**WORK ITEM**
From the records below, copy each line in which the string "click" occurs.

**RECORD SET**

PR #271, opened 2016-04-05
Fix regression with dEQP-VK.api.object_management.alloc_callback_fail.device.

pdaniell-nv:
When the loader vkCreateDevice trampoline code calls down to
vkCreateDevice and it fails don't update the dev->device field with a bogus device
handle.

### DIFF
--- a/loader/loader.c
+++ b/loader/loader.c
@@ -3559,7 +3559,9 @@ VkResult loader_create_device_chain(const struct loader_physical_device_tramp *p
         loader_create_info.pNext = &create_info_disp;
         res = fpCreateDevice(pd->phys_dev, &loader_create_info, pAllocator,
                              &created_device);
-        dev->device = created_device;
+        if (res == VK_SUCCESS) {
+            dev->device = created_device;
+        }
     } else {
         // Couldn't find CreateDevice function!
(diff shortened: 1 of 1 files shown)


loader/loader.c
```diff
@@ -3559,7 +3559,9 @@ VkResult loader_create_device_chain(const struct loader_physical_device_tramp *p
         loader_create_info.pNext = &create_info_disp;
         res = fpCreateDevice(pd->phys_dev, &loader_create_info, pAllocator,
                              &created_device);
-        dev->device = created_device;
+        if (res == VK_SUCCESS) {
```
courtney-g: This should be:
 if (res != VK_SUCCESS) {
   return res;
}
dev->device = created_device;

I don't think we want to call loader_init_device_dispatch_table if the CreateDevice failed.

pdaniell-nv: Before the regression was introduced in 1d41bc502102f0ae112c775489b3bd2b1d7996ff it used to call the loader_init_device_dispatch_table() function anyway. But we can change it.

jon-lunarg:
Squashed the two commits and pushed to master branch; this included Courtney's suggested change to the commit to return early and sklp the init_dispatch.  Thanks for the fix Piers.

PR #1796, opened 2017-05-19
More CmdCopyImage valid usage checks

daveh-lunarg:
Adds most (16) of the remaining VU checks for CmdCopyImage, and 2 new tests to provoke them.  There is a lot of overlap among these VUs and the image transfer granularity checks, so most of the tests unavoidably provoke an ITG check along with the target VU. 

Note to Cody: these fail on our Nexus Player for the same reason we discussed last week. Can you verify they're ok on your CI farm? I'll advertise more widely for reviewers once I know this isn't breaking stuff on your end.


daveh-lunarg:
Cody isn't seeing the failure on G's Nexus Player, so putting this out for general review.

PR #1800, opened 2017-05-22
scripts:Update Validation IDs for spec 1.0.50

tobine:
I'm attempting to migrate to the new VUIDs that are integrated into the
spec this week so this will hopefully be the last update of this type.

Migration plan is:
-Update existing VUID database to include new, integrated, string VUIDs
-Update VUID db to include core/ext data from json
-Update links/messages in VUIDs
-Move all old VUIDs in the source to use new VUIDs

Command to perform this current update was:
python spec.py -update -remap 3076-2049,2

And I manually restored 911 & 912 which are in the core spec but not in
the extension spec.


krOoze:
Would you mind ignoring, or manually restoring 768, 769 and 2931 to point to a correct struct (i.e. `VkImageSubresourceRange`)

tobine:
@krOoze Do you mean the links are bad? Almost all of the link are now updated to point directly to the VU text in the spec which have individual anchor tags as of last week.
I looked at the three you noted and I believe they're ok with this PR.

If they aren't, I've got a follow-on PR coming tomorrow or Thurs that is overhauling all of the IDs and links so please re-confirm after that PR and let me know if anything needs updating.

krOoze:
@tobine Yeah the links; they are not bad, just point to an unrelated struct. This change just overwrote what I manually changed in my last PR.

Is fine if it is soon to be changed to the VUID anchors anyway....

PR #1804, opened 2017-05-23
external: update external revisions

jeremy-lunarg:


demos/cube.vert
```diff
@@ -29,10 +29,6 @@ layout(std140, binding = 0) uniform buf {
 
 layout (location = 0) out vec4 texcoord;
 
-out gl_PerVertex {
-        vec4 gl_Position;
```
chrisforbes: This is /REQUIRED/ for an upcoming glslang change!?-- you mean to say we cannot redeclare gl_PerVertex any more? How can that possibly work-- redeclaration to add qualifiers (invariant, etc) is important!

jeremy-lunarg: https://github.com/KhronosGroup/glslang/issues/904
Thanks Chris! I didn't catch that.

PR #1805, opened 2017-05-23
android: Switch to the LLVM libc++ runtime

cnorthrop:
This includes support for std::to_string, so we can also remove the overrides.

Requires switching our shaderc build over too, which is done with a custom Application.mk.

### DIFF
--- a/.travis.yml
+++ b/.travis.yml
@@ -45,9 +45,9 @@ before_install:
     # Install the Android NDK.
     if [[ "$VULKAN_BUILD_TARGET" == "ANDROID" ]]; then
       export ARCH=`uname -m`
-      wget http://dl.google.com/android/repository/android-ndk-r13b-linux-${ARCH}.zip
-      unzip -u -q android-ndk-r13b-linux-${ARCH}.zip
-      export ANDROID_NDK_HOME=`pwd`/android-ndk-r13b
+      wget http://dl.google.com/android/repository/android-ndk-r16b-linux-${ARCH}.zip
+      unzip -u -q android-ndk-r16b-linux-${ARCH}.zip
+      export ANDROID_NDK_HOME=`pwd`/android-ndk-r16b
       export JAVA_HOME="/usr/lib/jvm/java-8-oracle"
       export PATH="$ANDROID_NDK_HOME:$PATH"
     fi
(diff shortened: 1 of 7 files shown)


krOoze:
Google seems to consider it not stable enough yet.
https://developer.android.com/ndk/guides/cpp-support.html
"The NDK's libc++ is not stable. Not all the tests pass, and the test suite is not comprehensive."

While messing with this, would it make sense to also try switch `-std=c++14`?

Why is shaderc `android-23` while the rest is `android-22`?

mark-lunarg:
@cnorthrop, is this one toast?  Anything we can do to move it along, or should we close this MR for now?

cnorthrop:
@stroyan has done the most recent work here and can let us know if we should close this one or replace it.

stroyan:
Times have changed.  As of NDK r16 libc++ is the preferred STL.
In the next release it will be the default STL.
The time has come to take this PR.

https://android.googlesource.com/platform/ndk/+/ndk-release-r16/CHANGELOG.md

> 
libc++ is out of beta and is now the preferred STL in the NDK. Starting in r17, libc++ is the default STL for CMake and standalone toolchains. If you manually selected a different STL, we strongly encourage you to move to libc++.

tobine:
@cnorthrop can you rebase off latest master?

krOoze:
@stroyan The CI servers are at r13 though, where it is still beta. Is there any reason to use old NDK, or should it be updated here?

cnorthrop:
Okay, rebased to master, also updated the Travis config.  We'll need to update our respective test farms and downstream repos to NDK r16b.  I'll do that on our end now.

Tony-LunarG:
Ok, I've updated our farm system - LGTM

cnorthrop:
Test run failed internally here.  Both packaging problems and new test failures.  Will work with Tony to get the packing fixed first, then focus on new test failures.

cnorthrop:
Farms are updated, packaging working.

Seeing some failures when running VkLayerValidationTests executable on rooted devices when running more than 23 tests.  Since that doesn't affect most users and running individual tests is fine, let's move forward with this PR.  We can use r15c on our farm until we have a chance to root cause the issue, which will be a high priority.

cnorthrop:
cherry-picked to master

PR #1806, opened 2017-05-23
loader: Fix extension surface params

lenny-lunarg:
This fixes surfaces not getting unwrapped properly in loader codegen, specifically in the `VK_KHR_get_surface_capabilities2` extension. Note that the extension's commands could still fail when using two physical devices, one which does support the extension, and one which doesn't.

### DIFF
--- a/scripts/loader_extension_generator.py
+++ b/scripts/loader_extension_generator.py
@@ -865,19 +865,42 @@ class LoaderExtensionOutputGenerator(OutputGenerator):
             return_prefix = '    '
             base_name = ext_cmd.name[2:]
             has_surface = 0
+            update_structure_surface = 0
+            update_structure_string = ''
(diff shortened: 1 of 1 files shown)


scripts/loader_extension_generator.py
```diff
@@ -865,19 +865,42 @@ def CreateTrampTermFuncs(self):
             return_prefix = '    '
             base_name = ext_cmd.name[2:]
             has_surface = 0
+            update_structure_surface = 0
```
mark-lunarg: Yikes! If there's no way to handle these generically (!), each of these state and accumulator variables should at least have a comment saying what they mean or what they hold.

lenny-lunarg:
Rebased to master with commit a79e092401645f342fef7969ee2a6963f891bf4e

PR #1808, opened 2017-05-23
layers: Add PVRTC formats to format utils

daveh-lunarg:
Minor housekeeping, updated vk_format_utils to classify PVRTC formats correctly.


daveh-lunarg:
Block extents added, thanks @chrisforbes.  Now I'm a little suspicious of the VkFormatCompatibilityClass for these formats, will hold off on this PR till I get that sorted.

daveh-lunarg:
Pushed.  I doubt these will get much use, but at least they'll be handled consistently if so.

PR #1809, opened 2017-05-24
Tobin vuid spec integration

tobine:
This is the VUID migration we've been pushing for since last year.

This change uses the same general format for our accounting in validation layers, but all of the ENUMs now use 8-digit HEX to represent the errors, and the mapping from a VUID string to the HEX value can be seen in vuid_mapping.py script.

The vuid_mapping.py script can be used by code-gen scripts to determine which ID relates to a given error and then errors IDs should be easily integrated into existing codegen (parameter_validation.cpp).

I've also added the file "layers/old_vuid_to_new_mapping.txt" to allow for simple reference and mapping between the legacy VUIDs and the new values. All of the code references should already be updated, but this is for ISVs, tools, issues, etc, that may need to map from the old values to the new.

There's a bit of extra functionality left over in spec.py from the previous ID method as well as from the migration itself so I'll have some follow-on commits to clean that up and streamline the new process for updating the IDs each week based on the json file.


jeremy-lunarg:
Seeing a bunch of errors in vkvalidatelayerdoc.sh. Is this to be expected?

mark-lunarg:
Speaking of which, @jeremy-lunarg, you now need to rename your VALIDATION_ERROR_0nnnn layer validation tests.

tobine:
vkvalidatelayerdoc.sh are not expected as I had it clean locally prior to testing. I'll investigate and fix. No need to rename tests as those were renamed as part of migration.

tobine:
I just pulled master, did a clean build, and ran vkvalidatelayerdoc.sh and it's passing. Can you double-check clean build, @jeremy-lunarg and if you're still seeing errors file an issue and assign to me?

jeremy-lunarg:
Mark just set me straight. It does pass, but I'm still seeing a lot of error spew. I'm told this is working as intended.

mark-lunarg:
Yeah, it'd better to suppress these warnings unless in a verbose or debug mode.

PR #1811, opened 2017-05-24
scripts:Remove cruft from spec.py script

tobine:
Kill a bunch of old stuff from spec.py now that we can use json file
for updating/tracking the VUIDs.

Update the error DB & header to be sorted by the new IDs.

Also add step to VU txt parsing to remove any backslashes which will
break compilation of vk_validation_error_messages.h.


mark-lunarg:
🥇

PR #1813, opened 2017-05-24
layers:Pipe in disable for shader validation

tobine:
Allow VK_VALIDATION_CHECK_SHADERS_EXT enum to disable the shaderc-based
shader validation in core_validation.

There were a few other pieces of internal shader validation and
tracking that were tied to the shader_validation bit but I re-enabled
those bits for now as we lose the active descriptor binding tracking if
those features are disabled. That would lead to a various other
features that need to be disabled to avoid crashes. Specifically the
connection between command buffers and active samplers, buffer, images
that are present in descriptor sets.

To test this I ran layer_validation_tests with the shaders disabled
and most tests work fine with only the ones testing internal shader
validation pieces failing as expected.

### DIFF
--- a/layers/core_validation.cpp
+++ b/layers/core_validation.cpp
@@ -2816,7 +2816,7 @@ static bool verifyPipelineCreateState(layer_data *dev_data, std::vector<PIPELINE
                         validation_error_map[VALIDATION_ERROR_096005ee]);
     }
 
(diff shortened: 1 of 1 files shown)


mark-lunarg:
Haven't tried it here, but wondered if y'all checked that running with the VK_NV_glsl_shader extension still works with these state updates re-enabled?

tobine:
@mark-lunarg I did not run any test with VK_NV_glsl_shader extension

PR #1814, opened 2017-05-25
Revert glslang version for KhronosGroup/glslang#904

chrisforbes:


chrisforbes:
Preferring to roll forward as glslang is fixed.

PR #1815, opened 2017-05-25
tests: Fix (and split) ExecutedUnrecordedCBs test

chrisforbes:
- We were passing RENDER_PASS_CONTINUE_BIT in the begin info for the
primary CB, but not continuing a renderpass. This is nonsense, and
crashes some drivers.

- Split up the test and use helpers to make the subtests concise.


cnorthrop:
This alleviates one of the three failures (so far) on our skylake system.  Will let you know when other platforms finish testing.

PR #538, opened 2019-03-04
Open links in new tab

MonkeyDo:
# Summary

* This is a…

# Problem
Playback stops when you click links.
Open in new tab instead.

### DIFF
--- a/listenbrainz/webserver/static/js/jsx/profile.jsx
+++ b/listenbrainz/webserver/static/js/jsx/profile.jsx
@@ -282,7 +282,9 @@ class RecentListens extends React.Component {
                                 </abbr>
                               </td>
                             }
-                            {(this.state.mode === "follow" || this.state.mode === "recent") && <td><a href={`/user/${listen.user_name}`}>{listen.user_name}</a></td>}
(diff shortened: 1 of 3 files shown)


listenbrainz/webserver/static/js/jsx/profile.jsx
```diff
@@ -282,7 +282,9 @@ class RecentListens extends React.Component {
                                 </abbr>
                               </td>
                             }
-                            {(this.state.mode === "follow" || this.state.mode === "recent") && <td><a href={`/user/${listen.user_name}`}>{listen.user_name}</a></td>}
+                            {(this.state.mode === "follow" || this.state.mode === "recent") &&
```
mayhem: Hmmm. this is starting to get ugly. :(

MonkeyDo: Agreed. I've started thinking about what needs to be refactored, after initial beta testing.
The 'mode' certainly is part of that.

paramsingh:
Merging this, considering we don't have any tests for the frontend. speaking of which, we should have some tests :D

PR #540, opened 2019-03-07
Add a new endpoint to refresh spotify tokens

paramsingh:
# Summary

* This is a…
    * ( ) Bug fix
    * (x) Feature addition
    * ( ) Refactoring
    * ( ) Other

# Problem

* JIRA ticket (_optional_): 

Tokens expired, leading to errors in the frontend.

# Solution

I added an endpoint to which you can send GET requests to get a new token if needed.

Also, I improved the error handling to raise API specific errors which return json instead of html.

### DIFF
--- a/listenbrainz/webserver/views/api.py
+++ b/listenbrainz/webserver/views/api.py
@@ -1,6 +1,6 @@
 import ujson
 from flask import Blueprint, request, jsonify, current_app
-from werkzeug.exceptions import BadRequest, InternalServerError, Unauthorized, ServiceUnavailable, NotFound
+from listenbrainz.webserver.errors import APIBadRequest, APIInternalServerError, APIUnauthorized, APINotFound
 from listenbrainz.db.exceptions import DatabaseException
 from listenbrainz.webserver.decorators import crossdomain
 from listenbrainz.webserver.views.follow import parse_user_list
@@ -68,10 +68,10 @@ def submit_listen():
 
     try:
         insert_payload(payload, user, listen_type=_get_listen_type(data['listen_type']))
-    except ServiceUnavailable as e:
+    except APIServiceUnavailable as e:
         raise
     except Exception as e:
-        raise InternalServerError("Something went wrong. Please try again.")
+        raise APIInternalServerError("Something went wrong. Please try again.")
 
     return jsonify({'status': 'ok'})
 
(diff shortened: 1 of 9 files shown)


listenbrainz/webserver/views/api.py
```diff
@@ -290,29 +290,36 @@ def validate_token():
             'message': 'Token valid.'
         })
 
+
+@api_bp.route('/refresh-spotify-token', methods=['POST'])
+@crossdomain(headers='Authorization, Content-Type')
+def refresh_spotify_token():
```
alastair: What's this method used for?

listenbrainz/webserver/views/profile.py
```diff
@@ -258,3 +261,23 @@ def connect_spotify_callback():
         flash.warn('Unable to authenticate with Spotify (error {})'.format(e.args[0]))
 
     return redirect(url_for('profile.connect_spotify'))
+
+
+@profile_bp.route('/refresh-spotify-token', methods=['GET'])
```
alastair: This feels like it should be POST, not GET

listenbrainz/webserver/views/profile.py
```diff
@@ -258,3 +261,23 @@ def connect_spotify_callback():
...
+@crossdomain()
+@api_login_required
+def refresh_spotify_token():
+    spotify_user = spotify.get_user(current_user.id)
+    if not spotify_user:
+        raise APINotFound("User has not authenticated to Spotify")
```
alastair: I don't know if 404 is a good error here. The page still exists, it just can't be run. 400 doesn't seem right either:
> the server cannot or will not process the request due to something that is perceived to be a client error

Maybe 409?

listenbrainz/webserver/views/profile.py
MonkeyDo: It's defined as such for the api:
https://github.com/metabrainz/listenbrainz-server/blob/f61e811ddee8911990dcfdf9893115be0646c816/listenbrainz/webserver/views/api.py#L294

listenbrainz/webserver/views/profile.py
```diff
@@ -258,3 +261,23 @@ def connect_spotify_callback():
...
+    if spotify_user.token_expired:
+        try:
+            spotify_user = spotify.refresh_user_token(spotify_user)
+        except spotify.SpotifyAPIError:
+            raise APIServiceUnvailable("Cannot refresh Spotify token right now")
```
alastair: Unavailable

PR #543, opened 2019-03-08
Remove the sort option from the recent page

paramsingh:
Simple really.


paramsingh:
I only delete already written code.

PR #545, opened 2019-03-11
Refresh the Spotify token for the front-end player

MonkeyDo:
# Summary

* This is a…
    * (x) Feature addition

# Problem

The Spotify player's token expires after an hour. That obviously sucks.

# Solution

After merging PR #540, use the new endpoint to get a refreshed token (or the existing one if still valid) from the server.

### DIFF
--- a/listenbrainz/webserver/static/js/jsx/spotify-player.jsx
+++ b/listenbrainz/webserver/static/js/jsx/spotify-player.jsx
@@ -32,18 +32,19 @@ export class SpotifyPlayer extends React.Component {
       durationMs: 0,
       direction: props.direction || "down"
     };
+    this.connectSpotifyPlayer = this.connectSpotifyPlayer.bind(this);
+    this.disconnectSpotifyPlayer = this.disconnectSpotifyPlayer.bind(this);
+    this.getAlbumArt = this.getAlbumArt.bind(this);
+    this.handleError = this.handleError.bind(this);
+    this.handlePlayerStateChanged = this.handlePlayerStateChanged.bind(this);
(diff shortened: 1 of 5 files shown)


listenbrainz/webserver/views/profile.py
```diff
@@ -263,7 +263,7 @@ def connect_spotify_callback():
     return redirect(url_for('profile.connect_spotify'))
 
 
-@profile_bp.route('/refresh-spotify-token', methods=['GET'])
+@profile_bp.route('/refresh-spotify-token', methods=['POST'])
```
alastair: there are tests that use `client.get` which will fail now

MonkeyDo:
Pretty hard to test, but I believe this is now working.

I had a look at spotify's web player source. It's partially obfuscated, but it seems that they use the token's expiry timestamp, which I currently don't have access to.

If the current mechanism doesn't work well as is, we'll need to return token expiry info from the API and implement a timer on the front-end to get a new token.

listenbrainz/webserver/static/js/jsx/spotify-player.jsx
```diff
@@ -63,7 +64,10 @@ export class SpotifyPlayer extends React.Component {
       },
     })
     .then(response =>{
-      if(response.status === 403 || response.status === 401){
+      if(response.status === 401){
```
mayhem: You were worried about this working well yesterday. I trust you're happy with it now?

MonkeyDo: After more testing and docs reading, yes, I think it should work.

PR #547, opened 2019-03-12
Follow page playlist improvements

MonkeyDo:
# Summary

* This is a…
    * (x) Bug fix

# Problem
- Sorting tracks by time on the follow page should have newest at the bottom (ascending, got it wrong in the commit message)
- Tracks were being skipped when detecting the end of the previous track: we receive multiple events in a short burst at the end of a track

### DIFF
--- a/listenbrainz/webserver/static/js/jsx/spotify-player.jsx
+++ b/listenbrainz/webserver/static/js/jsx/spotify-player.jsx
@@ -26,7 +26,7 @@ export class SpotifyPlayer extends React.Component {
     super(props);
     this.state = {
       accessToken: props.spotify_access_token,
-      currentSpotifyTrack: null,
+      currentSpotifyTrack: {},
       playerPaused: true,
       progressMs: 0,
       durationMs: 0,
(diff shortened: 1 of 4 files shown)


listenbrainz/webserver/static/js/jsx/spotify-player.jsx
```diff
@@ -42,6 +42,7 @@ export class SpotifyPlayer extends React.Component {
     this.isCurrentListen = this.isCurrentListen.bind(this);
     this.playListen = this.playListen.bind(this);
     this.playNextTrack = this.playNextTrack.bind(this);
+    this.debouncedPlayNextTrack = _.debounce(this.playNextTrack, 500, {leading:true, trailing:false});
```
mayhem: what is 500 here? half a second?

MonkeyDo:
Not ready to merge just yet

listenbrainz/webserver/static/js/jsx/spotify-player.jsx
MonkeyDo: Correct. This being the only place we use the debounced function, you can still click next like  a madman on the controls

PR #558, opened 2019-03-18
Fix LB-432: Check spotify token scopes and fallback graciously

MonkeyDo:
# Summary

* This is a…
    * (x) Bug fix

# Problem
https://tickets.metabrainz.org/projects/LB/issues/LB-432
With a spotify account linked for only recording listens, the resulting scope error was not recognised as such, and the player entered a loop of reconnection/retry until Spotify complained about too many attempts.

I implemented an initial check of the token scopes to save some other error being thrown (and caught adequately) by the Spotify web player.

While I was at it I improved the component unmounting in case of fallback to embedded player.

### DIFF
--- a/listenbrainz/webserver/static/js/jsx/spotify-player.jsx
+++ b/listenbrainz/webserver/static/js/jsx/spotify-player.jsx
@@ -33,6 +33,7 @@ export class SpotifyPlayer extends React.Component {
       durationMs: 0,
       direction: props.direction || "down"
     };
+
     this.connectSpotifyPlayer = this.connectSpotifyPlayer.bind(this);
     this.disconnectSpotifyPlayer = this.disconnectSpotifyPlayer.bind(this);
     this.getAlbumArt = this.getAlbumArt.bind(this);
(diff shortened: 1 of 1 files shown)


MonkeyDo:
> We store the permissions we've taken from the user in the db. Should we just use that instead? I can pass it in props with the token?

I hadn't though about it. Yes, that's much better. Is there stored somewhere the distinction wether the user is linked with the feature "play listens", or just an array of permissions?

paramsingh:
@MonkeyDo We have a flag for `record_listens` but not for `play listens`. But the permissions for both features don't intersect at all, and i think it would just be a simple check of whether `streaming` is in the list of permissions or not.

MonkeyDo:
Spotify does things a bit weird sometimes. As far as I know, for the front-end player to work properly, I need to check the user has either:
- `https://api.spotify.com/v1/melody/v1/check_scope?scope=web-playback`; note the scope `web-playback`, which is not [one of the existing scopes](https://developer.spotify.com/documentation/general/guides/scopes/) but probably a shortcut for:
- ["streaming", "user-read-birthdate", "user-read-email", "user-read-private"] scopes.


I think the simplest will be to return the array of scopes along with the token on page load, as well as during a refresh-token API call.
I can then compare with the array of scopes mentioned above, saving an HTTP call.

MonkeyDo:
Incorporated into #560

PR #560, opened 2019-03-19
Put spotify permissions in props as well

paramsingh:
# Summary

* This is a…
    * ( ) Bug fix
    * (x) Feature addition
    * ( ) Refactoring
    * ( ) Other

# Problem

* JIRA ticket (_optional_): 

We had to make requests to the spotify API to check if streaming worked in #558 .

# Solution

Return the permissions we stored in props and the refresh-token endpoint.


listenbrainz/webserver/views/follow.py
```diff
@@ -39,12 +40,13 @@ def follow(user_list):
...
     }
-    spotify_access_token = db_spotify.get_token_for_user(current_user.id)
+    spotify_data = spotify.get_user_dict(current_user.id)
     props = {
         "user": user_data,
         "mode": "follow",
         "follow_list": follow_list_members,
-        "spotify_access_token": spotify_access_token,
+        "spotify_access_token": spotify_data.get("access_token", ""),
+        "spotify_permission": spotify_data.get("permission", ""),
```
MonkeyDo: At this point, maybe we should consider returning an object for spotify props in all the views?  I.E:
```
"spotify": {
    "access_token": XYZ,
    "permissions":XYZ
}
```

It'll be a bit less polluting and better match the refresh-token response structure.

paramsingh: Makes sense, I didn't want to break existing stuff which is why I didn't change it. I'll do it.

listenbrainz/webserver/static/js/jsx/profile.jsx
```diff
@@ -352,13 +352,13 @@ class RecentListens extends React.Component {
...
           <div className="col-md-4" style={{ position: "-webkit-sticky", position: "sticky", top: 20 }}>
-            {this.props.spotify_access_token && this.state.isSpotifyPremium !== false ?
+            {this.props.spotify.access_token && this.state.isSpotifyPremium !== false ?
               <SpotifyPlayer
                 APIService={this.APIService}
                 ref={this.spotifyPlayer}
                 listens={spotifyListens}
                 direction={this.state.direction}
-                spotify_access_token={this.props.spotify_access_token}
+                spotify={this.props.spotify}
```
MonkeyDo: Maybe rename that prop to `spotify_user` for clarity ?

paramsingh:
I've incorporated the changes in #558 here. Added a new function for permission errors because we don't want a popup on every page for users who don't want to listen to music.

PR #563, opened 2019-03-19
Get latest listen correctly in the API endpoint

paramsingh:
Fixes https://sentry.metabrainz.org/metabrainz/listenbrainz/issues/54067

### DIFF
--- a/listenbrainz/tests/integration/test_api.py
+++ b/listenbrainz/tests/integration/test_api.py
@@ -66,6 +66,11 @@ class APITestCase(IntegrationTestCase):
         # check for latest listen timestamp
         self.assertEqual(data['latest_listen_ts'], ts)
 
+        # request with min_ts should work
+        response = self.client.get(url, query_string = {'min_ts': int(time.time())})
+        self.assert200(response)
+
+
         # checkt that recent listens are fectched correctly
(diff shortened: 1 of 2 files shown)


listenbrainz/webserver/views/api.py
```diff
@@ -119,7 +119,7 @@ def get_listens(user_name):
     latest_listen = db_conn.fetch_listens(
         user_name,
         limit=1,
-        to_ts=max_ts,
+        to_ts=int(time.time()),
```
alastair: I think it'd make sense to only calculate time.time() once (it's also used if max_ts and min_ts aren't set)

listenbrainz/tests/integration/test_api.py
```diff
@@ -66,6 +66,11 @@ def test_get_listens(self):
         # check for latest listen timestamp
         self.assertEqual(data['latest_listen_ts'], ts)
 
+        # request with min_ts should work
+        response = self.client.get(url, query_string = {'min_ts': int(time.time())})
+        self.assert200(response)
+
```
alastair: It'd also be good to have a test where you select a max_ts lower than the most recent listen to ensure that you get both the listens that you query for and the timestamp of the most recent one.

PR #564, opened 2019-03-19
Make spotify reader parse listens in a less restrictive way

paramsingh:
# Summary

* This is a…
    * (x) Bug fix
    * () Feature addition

**ANSWER TO THE PROBLEM**
Playback stops when you click links.
MonkeyDo: Correct. This being the only place we use the debounced function, you can still click next like  a madman on the controls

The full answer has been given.